For CTCF-ChIP qRT-PCR, undifferentiated ZIP13K231 cells were grown to a final count of 10 million, treated with Accutase (Sigma–Aldrich, A6964), resuspended and washed in DPBS. Subsequently, cells were crosslinked in 1% formaldehyde solution for 5 min at room temperature. Following quenching with 0,125 M glycine final and two DPBS washes, we isolated nuclei using 1 ml cell lysis buffer (20 mM Tris-HCl ph8.0, 85 mM KCl, 0.5% NP40) for 10 min on ice. Then nuclei were spun down for 3 min at 2500 × g and supernatant was removed. The pellet was resuspended in 1 ml of nuclear lysis buffer (10 mM Tris-HCl, pH 7.5, 1% NP40, 0.5% sodiumdeoxycholate, 0.1% SDS) then incubated for 10 min on ice. Sonication was carried out on a Covaris E220 Evolution sonicator (PIP = 140.0, Duty Factor = 5.0, Cycles/Burst = 200, 10 min).
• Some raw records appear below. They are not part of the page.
PR #152, opened 2023-10-24
fix: segmented control pass event to onChange, fix button tests

Giogia:
##### [Button]

Added mouse event type to onClick, fixed tests 

##### [Segmented Control]

Added mouse event parameter to onChange function

### Checklist

- [x] tests are included

### DIFF
--- a/src/components/Button/Button.test.tsx
+++ b/src/components/Button/Button.test.tsx
@@ -136,5 +136,12 @@ describe('Button Component', () => {
     const button = screen.getByRole('button', { name: /Button/i })
     fireEvent.click(button)
     expect(onClick).toHaveBeenCalledTimes(1)
+    expect(onClick).toBeCalledWith(expect.objectContaining({
+      altKey: expect.any(Boolean),
+      ctrlKey: expect.any(Boolean),
+      metaKey: expect.any(Boolean),
+      shiftKey: expect.any(Boolean),
+      target: expect.any(HTMLElement),
+    }))
   })
 })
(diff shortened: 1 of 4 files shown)


RiccardoCorona-MiaPlatform (dismissed):

src/components/Button/Button.test.tsx
```diff
@@ -136,5 +136,12 @@ describe('Button Component', () => {
     const button = screen.getByRole('button', { name: /Button/i })
     fireEvent.click(button)
     expect(onClick).toHaveBeenCalledTimes(1)
+    expect(onClick).toBeCalledWith(expect.objectContaining({
```
davidebianchi, line 139: It is needed to add this test? We should expect a MouseEvent maybe?

src/components/SegmentedControl/SegmentedControl.test.tsx
```diff
@@ -136,7 +136,13 @@ describe('Segmented Control Component', () => {
       fireEvent.click(screen.getByRole('listitem', { name: clickedOption.key }))
 
       expect(onChange).toBeCalledTimes(1)
-      expect(onChange).toBeCalledWith(clickedOption)
+      expect(onChange).toBeCalledWith(clickedOption, expect.objectContaining({
```
davidebianchi, line 139: Also here

davidebianchi (changes requested):

Danielecina (dismissed):

src/components/Button/Button.test.tsx
Giogia: I tried using expect.any(MouseEvent) but it fails. 
This to me was the closest way to test what we need from a MouseEvent. 

Would you have any recommendations on how to improve it?

Giogia: we swtiched to expect(onChange).toBeCalledWith(expect.objectContaining({ ...MouseEvent })), still not the best but should be closer to what we expect

src/components/SegmentedControl/SegmentedControl.test.tsx
Giogia: Same approach adopted in the other comment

After sonication, chromatin was spun down at 15,000 × g for 10 min to pellet insoluble material. Volume was increased to 1,5 mL with Chip Dilution Buffer (0.01%SDS, 1.1% Triton-X-100, 1.2 mM EDTA, 16.7 mM Tris-HCl pH 8.1, 167 mM NaCl), and 20 µl of CTCF antibody (CST, D31H2-XP) was added. Immunoprecipitation mixture was allowed to rotate overnight at 4 °C. The next day, 40 µl of Protein A Dynabeads (Thermo, 10001D) were added to the IP mixture and allowed to rotate for 4 h at 4 °C. This was followed by two washes of each: low salt wash buffer (0.1% SDS, 1% Triton-X-100, 2 mM EDTA, 20 mM Tris-HCl pH 8.1,150 mM NaCl); high salt wash buffer (0.1% SDS, 1% Triton-X-100, 2 mM EDTA, 20 mM Tris, pH 8.1, 500 mM NaCl); LiCl wash buffer (0.25 M LCl, 1% NP40, 1% deoxycholate, 1 mM EDTA, 10 mM Tris-HCl pH 8.1); and TE buffer pH 8.0 (10 mM Tris-HCl, pH 8.0, 1mMEDTA pH 8.0). DNA was eluted twice using 50 µl of elution buffer (0.5–1% SDS and 0.1 M NaHCO3) at 65 °C for 15 min. 16 µl of reverse crosslinking salt mixture (250 mM Tris-HCl, pH 6.5, 62.5 mM EDTA pH 8.0, 1.25 M NaCl, 5 mg/ml Proteinase K) was added and samples were allowed to incubate at 65 °C overnight. DNA was purified using AMPure XP beads (Beck-man-Coulter) and treated with DNase-free RNase (Roche) for 30 min at 37 °C.

qRT-PCR reactions were set up in triplicate with the 2× PowerUp SYBR Green Master Mix (Thermo, A25742). Reactions were run on a StepOnePlus (Thermo) PCR machine with 40 cycles of 15 s at 95 °C and 60 s at 60 °C (Supplementary Table 6).